= The task =
State how many lines of the records include the word "streams"; the reply is that number alone.

(Collected data)
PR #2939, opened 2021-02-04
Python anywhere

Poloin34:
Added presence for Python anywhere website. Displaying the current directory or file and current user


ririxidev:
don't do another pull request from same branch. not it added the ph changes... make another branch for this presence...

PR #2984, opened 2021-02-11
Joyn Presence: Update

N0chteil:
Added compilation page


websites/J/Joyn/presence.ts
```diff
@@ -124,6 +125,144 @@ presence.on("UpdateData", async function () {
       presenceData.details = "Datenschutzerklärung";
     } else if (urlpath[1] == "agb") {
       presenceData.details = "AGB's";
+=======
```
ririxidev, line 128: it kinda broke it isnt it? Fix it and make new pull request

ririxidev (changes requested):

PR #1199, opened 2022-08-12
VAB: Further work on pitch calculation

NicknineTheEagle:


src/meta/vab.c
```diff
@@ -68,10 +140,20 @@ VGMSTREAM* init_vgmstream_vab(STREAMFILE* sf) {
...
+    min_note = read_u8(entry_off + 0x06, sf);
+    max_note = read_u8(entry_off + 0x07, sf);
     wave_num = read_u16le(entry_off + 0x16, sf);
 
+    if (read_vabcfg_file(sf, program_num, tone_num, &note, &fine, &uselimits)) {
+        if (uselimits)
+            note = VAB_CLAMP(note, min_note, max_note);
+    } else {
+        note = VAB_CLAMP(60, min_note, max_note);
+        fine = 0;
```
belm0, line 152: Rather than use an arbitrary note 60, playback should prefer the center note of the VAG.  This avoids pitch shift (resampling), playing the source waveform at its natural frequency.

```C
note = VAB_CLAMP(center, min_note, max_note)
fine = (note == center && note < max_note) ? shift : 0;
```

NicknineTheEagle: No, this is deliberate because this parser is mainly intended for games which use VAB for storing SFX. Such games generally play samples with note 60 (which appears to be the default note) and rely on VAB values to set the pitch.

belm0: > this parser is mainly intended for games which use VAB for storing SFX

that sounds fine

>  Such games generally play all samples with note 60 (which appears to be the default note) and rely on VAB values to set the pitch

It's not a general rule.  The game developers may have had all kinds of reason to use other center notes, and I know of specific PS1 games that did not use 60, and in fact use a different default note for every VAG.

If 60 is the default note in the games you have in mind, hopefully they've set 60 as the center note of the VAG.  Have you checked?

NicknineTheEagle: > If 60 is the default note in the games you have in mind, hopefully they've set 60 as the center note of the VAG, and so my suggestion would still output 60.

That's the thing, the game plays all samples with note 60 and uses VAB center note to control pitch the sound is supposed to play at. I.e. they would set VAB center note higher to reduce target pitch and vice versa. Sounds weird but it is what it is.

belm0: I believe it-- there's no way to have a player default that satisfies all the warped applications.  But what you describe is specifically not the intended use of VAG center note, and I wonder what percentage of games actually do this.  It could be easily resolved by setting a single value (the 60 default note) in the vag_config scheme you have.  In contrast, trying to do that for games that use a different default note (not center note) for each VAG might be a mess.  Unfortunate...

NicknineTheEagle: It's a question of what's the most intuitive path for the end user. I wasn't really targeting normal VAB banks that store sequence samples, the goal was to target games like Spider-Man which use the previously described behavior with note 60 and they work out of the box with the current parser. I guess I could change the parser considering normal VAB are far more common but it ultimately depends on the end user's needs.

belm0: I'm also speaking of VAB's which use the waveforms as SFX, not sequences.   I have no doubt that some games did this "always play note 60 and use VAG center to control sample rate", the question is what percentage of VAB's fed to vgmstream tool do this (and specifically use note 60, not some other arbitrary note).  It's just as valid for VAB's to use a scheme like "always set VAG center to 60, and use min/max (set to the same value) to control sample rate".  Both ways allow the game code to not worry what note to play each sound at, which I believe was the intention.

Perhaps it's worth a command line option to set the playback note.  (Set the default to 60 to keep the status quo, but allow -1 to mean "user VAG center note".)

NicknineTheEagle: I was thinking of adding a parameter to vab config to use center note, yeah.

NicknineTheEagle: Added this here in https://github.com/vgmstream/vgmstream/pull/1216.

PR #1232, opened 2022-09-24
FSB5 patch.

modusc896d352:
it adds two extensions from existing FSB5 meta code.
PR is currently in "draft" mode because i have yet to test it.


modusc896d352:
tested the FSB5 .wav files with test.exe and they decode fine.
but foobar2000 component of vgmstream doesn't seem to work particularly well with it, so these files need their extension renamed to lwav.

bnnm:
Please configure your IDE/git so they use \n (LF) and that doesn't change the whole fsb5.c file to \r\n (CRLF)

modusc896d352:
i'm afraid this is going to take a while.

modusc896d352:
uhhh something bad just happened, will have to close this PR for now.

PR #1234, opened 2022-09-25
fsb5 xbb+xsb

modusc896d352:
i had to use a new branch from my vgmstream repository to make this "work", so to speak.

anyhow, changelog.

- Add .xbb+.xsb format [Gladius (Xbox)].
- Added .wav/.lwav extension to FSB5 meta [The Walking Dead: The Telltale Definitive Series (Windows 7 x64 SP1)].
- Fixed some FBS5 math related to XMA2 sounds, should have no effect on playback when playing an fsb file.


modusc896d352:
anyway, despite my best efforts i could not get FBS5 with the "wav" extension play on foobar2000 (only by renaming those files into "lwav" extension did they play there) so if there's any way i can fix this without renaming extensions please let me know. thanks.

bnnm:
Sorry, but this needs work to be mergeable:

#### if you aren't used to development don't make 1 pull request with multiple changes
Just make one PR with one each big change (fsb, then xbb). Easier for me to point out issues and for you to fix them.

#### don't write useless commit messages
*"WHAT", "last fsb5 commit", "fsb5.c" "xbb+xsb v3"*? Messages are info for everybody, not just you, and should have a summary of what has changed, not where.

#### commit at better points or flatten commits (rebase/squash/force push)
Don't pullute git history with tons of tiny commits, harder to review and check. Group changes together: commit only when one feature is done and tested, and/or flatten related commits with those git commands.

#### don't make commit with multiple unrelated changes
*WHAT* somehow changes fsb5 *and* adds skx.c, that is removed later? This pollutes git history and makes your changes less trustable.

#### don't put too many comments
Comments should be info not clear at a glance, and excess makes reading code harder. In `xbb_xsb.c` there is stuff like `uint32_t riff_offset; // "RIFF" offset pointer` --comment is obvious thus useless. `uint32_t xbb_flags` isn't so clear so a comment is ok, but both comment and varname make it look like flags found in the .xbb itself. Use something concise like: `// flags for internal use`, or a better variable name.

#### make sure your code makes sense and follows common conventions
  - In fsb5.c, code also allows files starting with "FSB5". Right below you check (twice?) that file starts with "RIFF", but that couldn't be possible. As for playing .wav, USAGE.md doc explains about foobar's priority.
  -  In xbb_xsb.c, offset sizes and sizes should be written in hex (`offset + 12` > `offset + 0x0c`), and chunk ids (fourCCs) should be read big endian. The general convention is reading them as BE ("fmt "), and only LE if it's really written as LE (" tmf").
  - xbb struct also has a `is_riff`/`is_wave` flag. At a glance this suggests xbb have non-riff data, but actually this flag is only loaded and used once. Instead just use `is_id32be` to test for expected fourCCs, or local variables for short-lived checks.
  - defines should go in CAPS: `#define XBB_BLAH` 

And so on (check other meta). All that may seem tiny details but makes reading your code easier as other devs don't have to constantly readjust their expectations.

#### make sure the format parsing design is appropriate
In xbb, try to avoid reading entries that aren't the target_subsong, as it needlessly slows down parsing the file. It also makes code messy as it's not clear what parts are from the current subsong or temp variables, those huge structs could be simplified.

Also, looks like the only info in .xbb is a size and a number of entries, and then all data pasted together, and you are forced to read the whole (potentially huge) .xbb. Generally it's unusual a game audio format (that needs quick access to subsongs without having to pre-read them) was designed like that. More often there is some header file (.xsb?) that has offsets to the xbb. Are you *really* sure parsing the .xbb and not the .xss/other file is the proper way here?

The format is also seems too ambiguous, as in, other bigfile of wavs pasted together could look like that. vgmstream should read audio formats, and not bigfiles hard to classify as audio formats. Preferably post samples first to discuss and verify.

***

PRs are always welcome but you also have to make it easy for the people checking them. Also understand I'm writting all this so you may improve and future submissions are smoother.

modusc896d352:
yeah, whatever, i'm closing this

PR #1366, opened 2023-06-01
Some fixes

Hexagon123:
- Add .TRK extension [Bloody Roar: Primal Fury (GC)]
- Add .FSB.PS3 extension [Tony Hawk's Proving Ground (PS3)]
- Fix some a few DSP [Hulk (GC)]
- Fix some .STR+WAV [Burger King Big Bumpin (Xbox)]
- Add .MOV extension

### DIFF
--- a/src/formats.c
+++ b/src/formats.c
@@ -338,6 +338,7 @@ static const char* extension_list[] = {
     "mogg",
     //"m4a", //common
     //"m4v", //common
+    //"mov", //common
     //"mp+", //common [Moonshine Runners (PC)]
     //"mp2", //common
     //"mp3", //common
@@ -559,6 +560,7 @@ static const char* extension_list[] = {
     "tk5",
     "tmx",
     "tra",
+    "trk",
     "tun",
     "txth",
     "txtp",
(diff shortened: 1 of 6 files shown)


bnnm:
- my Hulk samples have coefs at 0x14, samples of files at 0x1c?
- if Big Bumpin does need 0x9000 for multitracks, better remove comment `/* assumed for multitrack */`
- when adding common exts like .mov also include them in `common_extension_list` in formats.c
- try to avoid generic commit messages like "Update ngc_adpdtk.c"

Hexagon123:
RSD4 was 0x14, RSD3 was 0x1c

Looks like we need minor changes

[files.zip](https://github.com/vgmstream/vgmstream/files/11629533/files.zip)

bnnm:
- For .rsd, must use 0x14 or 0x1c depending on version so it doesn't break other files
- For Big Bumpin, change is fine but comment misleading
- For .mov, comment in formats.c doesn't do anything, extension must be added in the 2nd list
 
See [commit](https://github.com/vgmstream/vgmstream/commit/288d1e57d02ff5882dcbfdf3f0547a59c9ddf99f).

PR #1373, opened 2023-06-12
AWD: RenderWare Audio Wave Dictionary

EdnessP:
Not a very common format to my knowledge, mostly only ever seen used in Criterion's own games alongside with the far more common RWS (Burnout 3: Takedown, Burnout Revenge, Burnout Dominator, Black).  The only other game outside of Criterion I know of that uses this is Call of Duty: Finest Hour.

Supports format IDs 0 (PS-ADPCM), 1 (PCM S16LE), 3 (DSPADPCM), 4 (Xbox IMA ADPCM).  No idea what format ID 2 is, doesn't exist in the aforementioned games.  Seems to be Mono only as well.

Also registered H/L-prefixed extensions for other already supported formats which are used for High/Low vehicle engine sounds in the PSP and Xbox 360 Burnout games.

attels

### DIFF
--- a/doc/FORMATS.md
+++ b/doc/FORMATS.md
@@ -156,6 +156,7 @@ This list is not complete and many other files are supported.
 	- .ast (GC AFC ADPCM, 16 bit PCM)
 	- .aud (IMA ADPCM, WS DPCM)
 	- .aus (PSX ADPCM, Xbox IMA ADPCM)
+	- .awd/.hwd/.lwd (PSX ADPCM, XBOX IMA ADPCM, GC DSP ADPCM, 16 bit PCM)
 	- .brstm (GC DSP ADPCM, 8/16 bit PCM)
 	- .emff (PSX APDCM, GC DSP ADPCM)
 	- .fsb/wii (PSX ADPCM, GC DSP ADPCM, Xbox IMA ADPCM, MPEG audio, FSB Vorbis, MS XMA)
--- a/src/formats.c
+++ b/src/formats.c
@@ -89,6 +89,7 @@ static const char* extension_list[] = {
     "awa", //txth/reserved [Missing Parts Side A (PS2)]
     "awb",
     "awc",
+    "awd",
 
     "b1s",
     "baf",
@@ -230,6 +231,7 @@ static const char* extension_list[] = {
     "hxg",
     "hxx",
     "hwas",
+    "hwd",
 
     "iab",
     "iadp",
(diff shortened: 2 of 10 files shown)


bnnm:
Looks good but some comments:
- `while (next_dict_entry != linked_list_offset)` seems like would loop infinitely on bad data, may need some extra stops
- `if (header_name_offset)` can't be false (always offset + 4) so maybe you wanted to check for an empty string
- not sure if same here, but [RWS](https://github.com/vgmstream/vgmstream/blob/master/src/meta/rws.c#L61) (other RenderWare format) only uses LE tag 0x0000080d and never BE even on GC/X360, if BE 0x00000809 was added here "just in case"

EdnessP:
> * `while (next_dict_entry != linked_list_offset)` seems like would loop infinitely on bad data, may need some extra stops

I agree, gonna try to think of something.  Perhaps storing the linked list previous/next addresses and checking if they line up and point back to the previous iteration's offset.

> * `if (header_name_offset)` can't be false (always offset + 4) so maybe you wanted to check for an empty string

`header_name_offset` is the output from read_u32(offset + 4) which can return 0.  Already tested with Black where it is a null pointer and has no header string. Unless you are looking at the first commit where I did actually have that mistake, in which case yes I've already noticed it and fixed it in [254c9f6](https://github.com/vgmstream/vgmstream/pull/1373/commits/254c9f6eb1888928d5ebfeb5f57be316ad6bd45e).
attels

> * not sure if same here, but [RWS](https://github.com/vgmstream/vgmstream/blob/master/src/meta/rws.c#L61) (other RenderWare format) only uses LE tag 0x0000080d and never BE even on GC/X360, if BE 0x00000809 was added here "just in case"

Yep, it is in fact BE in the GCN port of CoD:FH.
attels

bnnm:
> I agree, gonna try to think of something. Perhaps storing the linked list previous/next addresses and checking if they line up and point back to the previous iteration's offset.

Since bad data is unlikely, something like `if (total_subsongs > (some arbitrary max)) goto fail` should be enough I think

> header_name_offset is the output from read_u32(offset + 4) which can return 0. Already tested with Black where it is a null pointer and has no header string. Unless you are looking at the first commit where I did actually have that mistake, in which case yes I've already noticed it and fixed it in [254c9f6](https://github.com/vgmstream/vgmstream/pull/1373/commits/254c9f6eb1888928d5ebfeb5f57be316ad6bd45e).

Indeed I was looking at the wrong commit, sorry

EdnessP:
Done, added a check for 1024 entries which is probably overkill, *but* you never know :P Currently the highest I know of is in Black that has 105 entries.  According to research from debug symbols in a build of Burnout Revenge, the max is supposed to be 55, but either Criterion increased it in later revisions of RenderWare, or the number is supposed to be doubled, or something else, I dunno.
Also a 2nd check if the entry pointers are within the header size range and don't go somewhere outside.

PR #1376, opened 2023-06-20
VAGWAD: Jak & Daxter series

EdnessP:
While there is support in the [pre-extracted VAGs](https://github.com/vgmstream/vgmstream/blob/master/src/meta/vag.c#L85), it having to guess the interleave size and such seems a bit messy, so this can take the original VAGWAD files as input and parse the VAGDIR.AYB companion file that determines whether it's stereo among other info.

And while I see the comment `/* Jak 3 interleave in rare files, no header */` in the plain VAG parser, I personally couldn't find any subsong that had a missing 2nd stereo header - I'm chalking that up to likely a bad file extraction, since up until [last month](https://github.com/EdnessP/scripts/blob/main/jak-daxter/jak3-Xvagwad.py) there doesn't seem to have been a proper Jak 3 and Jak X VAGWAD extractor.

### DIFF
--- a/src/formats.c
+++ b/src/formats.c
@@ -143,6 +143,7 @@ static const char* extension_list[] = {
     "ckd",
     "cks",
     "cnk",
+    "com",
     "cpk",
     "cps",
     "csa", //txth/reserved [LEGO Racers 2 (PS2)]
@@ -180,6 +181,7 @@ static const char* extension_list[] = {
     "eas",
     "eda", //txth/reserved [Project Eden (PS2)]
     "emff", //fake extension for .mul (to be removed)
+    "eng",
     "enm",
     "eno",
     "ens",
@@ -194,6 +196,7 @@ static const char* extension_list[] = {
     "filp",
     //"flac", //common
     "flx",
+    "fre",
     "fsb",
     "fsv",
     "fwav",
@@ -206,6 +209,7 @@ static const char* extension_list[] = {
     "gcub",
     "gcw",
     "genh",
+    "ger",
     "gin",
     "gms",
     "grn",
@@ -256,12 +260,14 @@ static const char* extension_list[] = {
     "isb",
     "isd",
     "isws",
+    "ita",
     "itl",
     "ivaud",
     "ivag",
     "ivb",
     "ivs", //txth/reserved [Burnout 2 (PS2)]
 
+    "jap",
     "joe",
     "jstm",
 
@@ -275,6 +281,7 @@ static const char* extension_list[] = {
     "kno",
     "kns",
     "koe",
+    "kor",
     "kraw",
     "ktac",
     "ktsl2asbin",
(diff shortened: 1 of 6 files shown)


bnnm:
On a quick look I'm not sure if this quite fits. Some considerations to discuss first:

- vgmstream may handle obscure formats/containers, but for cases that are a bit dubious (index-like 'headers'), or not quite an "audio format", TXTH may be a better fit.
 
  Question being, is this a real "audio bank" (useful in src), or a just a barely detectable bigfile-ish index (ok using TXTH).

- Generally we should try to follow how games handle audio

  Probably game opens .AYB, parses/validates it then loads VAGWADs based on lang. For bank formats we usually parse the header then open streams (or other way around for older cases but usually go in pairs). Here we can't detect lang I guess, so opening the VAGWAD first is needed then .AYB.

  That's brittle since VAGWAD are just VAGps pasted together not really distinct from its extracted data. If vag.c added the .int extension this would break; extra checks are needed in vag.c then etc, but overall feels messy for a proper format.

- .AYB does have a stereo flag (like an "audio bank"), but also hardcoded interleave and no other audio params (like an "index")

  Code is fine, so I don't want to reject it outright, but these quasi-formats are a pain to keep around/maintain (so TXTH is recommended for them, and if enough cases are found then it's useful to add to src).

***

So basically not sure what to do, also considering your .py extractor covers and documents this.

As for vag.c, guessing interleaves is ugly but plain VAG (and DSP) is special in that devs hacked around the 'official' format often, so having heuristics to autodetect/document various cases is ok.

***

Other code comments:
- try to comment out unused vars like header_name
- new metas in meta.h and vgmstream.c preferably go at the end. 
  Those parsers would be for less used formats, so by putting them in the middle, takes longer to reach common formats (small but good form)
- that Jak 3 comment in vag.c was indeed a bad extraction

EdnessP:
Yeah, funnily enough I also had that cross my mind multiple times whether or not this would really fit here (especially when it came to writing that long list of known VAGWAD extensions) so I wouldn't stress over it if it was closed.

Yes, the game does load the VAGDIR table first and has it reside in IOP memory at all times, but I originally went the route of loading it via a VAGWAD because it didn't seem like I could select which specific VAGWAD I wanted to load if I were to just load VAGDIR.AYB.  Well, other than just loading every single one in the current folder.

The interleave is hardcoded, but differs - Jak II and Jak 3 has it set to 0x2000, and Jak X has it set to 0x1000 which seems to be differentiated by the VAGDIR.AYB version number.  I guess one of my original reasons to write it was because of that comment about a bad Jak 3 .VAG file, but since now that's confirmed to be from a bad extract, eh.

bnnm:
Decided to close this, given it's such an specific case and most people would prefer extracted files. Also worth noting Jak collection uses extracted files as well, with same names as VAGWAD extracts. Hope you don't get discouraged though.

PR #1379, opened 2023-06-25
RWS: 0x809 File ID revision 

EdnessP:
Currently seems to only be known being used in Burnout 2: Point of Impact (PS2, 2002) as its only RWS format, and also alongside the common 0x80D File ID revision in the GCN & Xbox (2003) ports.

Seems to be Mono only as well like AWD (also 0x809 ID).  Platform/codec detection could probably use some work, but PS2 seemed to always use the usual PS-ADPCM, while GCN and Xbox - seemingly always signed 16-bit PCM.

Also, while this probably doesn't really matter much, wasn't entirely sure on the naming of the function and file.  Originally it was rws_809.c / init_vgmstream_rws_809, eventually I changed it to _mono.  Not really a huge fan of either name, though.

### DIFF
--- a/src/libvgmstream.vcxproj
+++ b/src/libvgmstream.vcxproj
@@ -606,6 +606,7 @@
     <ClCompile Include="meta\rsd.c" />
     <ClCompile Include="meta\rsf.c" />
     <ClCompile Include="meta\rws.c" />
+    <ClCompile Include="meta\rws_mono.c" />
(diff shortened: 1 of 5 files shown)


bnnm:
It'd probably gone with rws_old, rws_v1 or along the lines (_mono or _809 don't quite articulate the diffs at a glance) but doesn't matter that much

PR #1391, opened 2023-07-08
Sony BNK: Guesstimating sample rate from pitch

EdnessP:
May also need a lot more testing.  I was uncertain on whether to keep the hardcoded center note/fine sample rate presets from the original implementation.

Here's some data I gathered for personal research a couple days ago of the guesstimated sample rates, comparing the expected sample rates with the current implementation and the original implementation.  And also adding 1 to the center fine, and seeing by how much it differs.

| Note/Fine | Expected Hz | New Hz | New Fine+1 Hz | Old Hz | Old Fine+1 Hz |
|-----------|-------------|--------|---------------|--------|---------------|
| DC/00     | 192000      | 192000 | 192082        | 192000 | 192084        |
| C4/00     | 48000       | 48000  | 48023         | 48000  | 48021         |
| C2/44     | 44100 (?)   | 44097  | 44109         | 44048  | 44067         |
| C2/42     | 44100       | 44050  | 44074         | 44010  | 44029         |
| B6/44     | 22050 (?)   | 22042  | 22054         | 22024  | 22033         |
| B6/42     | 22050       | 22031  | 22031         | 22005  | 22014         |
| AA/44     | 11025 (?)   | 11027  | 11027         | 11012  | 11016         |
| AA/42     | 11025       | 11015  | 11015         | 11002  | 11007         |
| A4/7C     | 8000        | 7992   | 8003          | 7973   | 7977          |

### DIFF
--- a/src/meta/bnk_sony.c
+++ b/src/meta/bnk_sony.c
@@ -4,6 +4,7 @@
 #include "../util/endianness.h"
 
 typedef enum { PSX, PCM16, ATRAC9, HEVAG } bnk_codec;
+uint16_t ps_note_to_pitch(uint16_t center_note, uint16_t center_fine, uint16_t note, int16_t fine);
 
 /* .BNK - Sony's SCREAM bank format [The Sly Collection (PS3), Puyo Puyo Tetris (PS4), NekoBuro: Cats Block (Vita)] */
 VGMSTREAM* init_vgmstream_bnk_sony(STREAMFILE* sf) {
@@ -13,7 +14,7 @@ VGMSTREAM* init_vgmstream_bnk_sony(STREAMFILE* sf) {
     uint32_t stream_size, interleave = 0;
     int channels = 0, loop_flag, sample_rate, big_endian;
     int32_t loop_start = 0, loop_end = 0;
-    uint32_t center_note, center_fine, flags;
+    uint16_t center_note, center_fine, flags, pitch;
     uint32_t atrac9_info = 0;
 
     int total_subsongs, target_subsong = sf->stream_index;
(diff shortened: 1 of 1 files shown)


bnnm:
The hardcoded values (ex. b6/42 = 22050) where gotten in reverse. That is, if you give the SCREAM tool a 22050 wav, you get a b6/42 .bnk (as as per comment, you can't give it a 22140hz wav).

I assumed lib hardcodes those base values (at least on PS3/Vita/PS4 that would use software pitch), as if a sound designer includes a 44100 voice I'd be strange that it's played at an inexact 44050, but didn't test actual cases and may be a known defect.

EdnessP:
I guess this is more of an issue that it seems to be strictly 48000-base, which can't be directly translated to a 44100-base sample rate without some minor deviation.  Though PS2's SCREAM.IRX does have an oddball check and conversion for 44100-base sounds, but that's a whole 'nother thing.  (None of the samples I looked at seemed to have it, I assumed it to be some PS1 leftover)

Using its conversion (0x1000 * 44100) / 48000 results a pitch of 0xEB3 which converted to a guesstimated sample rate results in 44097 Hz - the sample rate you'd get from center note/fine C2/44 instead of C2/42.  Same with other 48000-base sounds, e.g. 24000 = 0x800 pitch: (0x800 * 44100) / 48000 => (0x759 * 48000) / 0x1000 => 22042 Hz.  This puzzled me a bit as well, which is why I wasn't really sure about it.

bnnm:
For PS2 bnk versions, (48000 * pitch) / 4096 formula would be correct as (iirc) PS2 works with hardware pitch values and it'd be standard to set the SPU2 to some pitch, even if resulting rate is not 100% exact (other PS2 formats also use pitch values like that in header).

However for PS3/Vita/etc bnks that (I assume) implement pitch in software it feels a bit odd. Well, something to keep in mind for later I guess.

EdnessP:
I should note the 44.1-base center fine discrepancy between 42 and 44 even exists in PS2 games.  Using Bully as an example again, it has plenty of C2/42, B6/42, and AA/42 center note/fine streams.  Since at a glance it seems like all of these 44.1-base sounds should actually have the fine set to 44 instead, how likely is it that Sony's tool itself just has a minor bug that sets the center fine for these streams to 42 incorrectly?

= Answer to the exercise =
2